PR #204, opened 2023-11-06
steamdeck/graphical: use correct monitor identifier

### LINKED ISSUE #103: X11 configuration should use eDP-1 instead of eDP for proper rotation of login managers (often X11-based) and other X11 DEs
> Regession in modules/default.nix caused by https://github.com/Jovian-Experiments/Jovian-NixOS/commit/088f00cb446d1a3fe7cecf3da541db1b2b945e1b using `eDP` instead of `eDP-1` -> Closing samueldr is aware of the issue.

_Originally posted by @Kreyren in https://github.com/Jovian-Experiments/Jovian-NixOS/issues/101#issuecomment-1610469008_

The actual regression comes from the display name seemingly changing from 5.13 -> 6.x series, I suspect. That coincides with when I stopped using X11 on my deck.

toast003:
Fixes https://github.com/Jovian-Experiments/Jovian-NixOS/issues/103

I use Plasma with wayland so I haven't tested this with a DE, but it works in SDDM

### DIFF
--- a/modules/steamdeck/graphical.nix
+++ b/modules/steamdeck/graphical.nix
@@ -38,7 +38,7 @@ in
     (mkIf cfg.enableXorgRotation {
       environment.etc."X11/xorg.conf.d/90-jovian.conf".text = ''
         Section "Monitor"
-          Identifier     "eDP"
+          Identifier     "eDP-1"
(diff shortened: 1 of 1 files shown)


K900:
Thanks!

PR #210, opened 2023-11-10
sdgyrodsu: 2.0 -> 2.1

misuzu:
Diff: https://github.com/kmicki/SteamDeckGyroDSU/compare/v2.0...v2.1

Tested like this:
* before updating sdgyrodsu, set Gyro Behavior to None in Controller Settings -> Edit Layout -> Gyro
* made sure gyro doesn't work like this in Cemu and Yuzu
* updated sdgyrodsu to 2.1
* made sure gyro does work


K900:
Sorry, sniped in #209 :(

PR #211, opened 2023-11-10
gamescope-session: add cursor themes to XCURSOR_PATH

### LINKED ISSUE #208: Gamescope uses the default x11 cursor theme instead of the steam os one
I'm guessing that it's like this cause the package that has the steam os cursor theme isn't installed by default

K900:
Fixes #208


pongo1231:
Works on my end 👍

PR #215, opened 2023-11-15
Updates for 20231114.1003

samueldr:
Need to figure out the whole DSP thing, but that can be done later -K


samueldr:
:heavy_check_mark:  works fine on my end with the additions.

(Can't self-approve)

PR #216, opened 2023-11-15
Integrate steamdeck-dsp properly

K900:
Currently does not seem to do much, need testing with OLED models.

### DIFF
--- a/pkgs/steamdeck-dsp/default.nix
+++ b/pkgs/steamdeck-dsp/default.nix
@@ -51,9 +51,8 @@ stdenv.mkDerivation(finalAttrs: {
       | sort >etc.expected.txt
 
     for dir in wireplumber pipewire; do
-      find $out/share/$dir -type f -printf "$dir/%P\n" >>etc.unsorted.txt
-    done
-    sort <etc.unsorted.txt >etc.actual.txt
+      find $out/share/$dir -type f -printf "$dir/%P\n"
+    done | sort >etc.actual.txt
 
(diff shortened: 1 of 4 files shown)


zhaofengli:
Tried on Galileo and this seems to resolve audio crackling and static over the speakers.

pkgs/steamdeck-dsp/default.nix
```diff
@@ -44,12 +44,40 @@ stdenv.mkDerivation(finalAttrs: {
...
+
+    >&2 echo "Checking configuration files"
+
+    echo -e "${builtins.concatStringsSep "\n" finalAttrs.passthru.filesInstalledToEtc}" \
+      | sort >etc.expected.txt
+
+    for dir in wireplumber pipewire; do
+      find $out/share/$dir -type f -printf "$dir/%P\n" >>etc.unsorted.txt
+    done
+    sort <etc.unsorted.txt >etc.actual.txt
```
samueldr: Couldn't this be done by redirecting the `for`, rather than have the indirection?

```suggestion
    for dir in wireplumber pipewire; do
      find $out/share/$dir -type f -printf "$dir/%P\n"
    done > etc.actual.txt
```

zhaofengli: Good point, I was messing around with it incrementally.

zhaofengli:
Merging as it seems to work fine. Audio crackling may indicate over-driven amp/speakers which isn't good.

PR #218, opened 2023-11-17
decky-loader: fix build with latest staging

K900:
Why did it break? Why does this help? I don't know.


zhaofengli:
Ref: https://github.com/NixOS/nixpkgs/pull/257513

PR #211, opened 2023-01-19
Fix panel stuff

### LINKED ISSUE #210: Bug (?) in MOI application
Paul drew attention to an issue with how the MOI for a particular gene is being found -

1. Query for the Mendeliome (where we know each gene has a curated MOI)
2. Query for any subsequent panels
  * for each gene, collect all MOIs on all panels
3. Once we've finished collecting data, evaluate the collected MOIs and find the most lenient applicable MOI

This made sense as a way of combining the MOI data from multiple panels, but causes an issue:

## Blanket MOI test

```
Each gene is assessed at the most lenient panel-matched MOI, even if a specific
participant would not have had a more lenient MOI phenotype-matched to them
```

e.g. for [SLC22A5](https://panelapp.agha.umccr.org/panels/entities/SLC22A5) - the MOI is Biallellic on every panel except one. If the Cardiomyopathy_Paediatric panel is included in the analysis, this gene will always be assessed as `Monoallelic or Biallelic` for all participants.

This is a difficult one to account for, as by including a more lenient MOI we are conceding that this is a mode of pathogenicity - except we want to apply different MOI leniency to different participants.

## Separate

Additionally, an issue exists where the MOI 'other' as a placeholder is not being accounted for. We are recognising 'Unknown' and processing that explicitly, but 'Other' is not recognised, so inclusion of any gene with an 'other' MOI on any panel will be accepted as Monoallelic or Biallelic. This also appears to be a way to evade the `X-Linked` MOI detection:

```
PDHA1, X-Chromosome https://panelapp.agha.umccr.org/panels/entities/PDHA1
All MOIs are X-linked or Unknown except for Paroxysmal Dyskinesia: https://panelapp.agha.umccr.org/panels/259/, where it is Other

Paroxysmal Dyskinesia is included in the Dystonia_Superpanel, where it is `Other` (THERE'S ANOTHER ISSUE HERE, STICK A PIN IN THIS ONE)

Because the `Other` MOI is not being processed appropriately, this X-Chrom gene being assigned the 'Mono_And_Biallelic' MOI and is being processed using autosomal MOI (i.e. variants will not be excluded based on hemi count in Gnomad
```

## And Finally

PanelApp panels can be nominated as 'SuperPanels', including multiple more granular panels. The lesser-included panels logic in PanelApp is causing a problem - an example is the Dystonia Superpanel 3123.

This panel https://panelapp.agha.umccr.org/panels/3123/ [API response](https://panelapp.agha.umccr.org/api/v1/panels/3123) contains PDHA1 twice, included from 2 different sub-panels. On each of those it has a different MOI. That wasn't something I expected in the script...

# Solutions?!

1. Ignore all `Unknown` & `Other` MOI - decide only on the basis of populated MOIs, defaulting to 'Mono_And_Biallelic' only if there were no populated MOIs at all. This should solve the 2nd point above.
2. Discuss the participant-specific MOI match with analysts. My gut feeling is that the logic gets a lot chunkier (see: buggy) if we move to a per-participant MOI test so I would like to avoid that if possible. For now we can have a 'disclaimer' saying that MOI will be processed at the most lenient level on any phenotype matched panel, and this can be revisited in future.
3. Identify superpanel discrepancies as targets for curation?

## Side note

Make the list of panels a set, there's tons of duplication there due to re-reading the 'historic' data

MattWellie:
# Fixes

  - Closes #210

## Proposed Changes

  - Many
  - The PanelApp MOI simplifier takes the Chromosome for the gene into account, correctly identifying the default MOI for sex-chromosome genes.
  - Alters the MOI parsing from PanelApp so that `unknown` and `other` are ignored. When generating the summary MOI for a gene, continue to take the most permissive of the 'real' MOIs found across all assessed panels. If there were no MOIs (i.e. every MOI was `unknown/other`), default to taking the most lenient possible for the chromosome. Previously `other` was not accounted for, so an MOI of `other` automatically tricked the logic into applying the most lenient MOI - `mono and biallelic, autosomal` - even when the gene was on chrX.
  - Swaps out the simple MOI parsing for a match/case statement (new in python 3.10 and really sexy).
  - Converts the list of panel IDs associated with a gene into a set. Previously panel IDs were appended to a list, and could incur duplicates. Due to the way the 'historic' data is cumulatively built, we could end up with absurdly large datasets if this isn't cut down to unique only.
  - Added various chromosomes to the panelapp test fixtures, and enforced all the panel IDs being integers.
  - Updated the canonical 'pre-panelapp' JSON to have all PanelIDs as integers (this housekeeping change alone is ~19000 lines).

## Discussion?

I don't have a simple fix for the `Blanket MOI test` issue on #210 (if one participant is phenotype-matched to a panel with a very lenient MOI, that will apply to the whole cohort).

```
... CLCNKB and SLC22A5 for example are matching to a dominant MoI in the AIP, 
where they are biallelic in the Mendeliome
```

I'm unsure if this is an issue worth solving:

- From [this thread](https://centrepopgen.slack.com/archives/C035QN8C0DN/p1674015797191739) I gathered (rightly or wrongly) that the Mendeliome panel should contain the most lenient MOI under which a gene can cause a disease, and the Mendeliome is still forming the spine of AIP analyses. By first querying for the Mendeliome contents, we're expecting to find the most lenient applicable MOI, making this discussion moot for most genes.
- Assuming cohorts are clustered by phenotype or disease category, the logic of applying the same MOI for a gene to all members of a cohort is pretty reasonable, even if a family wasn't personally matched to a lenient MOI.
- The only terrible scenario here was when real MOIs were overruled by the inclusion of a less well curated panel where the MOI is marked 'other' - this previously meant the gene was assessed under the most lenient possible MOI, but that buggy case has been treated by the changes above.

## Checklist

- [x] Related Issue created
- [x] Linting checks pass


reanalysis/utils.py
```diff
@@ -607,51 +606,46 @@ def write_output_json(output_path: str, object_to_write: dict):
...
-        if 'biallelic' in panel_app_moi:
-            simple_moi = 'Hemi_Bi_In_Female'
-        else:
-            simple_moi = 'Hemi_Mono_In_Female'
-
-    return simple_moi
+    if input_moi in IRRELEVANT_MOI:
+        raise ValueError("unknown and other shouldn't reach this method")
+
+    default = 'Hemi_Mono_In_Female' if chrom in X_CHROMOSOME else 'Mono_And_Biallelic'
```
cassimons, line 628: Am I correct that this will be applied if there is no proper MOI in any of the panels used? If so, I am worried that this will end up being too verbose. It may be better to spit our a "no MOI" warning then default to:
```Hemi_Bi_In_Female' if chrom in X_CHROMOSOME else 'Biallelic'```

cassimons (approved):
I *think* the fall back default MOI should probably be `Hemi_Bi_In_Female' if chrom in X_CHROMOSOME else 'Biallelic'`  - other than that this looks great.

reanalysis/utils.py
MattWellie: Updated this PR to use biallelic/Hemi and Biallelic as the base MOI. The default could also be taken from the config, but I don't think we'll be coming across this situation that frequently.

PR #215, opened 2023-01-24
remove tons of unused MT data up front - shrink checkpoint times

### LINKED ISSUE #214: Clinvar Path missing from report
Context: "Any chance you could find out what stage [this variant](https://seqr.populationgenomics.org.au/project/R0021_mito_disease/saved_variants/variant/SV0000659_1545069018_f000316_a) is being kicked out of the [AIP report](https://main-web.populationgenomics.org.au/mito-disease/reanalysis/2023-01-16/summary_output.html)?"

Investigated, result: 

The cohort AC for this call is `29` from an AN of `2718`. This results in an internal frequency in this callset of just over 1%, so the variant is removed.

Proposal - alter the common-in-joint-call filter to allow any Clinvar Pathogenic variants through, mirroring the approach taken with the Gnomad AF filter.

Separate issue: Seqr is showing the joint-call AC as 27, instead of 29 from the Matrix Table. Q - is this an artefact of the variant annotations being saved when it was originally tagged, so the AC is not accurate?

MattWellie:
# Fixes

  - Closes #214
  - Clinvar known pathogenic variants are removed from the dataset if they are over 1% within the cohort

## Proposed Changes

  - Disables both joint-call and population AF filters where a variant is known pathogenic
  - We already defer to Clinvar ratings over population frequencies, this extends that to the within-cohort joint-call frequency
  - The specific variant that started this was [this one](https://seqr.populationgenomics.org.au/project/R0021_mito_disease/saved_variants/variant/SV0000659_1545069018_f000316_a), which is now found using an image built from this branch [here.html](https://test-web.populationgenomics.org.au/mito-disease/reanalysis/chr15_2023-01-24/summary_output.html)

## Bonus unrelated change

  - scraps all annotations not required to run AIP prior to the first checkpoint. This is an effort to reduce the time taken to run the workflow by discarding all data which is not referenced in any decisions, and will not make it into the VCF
----
▸ Directions for this task:
Set down only the lines above that fall between the line holding "--- a/modules/steamdeck/graphical.nix" and the line holding "Sorry, sniped in", inclusive, keeping each exact.

▸ Exercise output:
--- a/modules/steamdeck/graphical.nix
+++ b/modules/steamdeck/graphical.nix
@@ -38,7 +38,7 @@ in
     (mkIf cfg.enableXorgRotation {
       environment.etc."X11/xorg.conf.d/90-jovian.conf".text = ''
         Section "Monitor"
-          Identifier     "eDP"
+          Identifier     "eDP-1"
(diff shortened: 1 of 1 files shown)


K900:
Thanks!

PR #210, opened 2023-11-10
sdgyrodsu: 2.0 -> 2.1

misuzu:
Diff: https://github.com/kmicki/SteamDeckGyroDSU/compare/v2.0...v2.1

Tested like this:
* before updating sdgyrodsu, set Gyro Behavior to None in Controller Settings -> Edit Layout -> Gyro
* made sure gyro doesn't work like this in Cemu and Yuzu
* updated sdgyrodsu to 2.1
* made sure gyro does work


K900:
Sorry, sniped in #209 :(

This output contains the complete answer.